SOMEONE CHECK IF HELL HATH FROZEN OVER.

I’m about to utter a sentence I never thought I’d live to hear myself say:

I did not absolutely love the new Jean-Pierre Jeunet film.

Oh man, I can’t believe I just said that. But it’s true. "A Very Long Engagement" is a very handsome movie. Jeunet clearly has his largest budget ever, and he re-creates 1920’s Europe on a convincing, epic scale. The war scenes at the infamous "Bingo" are as harrowing as they are muddy. The actors and actresses scattered throughout the movie are uniformly excellent. Make no mistake, Jean-Pierre Jeunet remains that true rarity of cinema: Hardy enough in stomach to stage grisly violence, but sensitive enough to ground his slaughterhouse in the whimsical daydreams of female protagonists. If any director, French or otherwise, could successfully stage a World War I epic / sweeping romance, Jeunet would be that guy. And if he had only stuck to staging a World War I epic / sweeping romance, I would be raving about his new flick right now.

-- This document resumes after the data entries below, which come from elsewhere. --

Issue #141, opened 2022-09-30
Change batching to work with big-endian-encoded scalars


conradoplg:
The current implementation assumes Field::serialize will return a little-endian array, which is not always true (e.g. P256).

One possibility is adding a new `serialize_little_endian` method to the `Field` trait and used that.

mpguerra:
Hey team! Please [add your planning poker estimate](https://app.zenhub.com/workspaces/Engineering-Team-5fb24d9264a3e8000e666a9e/issues/ZcashFoundation/frost/141?planning-poker) with Zenhub @conradoplg @dconnolly

conradoplg:
> Should this be closed now that #142 is merged or is there more work in this?

There is more work, this was a bug found during that ticket that it's not obvious how to fix so I opened a ticket for it

PR #142, opened 2022-09-30
make batch testing generic; remove duplicated Ristretto255 implementation

conradoplg:
We want to remove the duplicated Ristretto255 implementation that was used in `frost-core`, since we will test it anyway indirectly with the curve-specific tests.

To do that, we need to make the batch testing generic.

During this I found out that the current batch implementation only works for little-endian-encoded scalars, I created https://github.com/ZcashFoundation/frost/issues/141 to track that.


conradoplg:
Rebased

dconnolly (approved):
Love deleting code 🎉

image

But no! With "A Very Long Engagement," Jean-Pierre Jeunet is constantly screaming, "Look at me! Look at me! I’m Jean-Pierre Jeunet, director of ‘Amelie,’ staging a World War I epic / sweeping romance!" There was no reason for him to do this. The story is potent enough, dramatic enough, and compelling enough to be told straight. Jeunet didn’t need to garnish it with so many of his hyperactive "Amelie" flourishes.

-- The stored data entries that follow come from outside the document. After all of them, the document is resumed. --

PR #145, opened 2022-10-04
reject identity in Group::deserialize

### LINKED ISSUE #134: Reject identity in DeserializeElement
Change ristretto255 and P-256 implementations of DeserializeElement to reject the identity.

In P-256 this will allow some simplifications, refer to comments in the code.

conradoplg:
Closes #134

While doing this I wondered if we should do the same in `serialize`, this is being currently discussed in chat, and we can do that in another PR if we want to.

### DIFF
--- a/frost-p256/src/lib.rs
+++ b/frost-p256/src/lib.rs
@@ -4,6 +4,7 @@
 
 use p256::{
     elliptic_curve::{
+        group::prime::PrimeCurveAffine,
         hash2curve::{hash_to_field, ExpandMsgXmd},
         sec1::{FromEncodedPoint, ToEncodedPoint},
         Field as FFField, PrimeField,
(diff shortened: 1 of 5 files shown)


frost-ristretto255/tests/frost.rs
```diff
@@ -21,3 +23,11 @@ fn check_bad_batch_verify() {
 
     frost_core::tests::batch::bad_batch_verify::<Ristretto255Sha512, _>(rng);
 }
+
+#[test]
+fn check_deserialize_identity() {
+    let encoded_identity = RistrettoPoint::identity().compress().to_bytes();
+
+    let r = <<Ristretto255Sha512 as Ciphersuite>::Group as Group>::deserialize(&encoded_identity);
+    assert_eq!(r, Err(Error::InvalidIdentityElement));
```
dconnolly, line 32: 👍

frost-p256/src/lib.rs
```diff
@@ -128,7 +129,16 @@ impl Group for P256Group {
             p256::EncodedPoint::from_bytes(buf).map_err(|_| Error::MalformedElement)?;
 
         match Option::<AffinePoint>::from(AffinePoint::from_encoded_point(&encoded_point)) {
-            Some(point) => Ok(ProjectivePoint::from(point)),
+            Some(point) => {
+                if point.is_identity().into() {
+                    // This is actually impossible since the identity is encoded a a single byte
+                    // which will never happen since we receive a 33-byte buffer.
+                    // We leave the check for consistency.
+                    Err(Error::InvalidIdentityElement)
```
dconnolly, line 137: 💖

dconnolly (approved):

dconnolly:
> While doing this I wondered if we should do the same in serialize, this is being currently discussed in chat, and we can do that in another PR if we want to.

Discussed elsewhere, we think this should be reflected in a spec change to also reject the identity element when trying to SerializeElement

The voiceover that permeates the entire film? Totally unnecessary! The constant superimposing of murky images in mid-air, a la thought bubbles in comic books? Annoying after the tenth time! The ‘snapshots’ of minor characters, meaning their respective geneologies, even for soldiers who die the next time we see them? Could have been integrated in a much smoother manner! And the central romance between Audrey Tautou and ‘Whoever-that-guy-was,’ which naturally, had to border on anti-social behavior? Not nearly as cute as in "Amelie." Well, maybe that’s because the spectre of Death hangs so readily over Tautou’s character this time. Death lingers over the entire movie, in fact, but Jeunet can’t commit himself to adopting the uniformly serious tone the material deserves. (I don’t know if he intended the execution of a woman whom the audience can easily sympathize with, in self-consciously grainy black-and-white film stock, to be comic relief. It certainly felt off-putting.)

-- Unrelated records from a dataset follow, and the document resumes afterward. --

PR #146, opened 2022-10-04
merge SharePackage into SecretShare

### LINKED ISSUE #127: Dedupe `SharePackage` and `SecretShare`
Once upon a time the original `SecretShare` type was much simpler, but now the `SharePackage` type is basically redundant around what `SecretShare` already has. I think the places that expect / return `SharePackage` can be replaced with `SecretShare`

conradoplg:
Closes #127 

In #35 I created a lot of types with "Package" in their names, inspired by the `SharePackage` type, so we might want to rethink those names :sweat_smile:


frost-core/src/frost/keys.rs
```diff
@@ -233,13 +233,17 @@ pub struct VerifiableSecretSharingCommitment<C: Ciphersuite>(
     pub(super) Vec<CoefficientCommitment<C>>,
 );
 
-/// A secret share generated by performing a (t-out-of-n) secret sharing scheme.
+/// A secret share generated by performing a (t-out-of-n) secret sharing scheme,
+/// generated by a dealer performing [`keygen_with_dealer`].
```
dconnolly, line 237: We'll probably update this when the DKG is merged?

frost-core/src/frost/keys.rs
```diff
@@ -233,13 +233,17 @@ pub struct VerifiableSecretSharingCommitment<C: Ciphersuite>(
...
 ///
 /// `n` is the total number of shares and `t` is the threshold required to reconstruct the secret;
 /// in this case we use Shamir's secret sharing.
 ///
 /// As a solution to the secret polynomial _f_ (a 'point'), the `identifier` is the x-coordinate, and the
 /// `value` is the y-coordinate.
+///
+/// To derive a FROST keypair, the receiver of the [`SecretShare`] *must* call
+/// .into(), which under the hood also performs validation.
```
dconnolly, line 246: 👍

frost-core/src/frost/keys.rs
```diff
@@ -327,7 +318,7 @@ pub fn keygen_with_dealer<C: Ciphersuite, R: RngCore + CryptoRng>(
     num_signers: u8,
     threshold: u8,
     mut rng: R,
-) -> Result<(Vec<SharePackage<C>>, PublicKeyPackage<C>), &'static str> {
+) -> Result<(Vec<SecretShare<C>>, PublicKeyPackage<C>), &'static str> {
```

And the movie goes back to the pivotal campaign at "Bingo" so often that I started to get annoyed. Like I said, the war scenes are technically well-made. And I think Jeunet understands the "Rashoman" style: Every time you revisit the same scene, you look at it a different way, or new information comes to light, or something besides repetition. Still, there were too many times that the movie would cut back to the Battle at Bingo, and I’m not entirely convinced that each time, important new info was revealed, or anything at all changed. Maybe I need to see this movie a second time to be sure of the structure. But I had no problem with "Hero," (2002) or "Courage Under Fire," (1996) which took the same approach.

Finally, I thought this movie was a little too packed. Jodie Foster appears for about twenty minutes to tell the intriguing story of what lengths a soldier’s wife will go to for love. Her tale is meant to parallel Audrey’s, and Foster is awesome! She plays a weathered Frenchwoman, and disappears so completely into the role that I watched her for ten minutes before realizing who she was. Her character deserves her own movie, or at least a larger role. Remember Juliette Binoche in "The English Patient?" Similar dynamic, except Juliette’s character evolved alongside Ralph Fiennes’. She fell in love, then out of it, the same way the patient himself did. Foster’s Frenchwoman, on the contrary, makes her appearance, rules the screen for a short interval, then disappears forever. Ah, it’s too bad.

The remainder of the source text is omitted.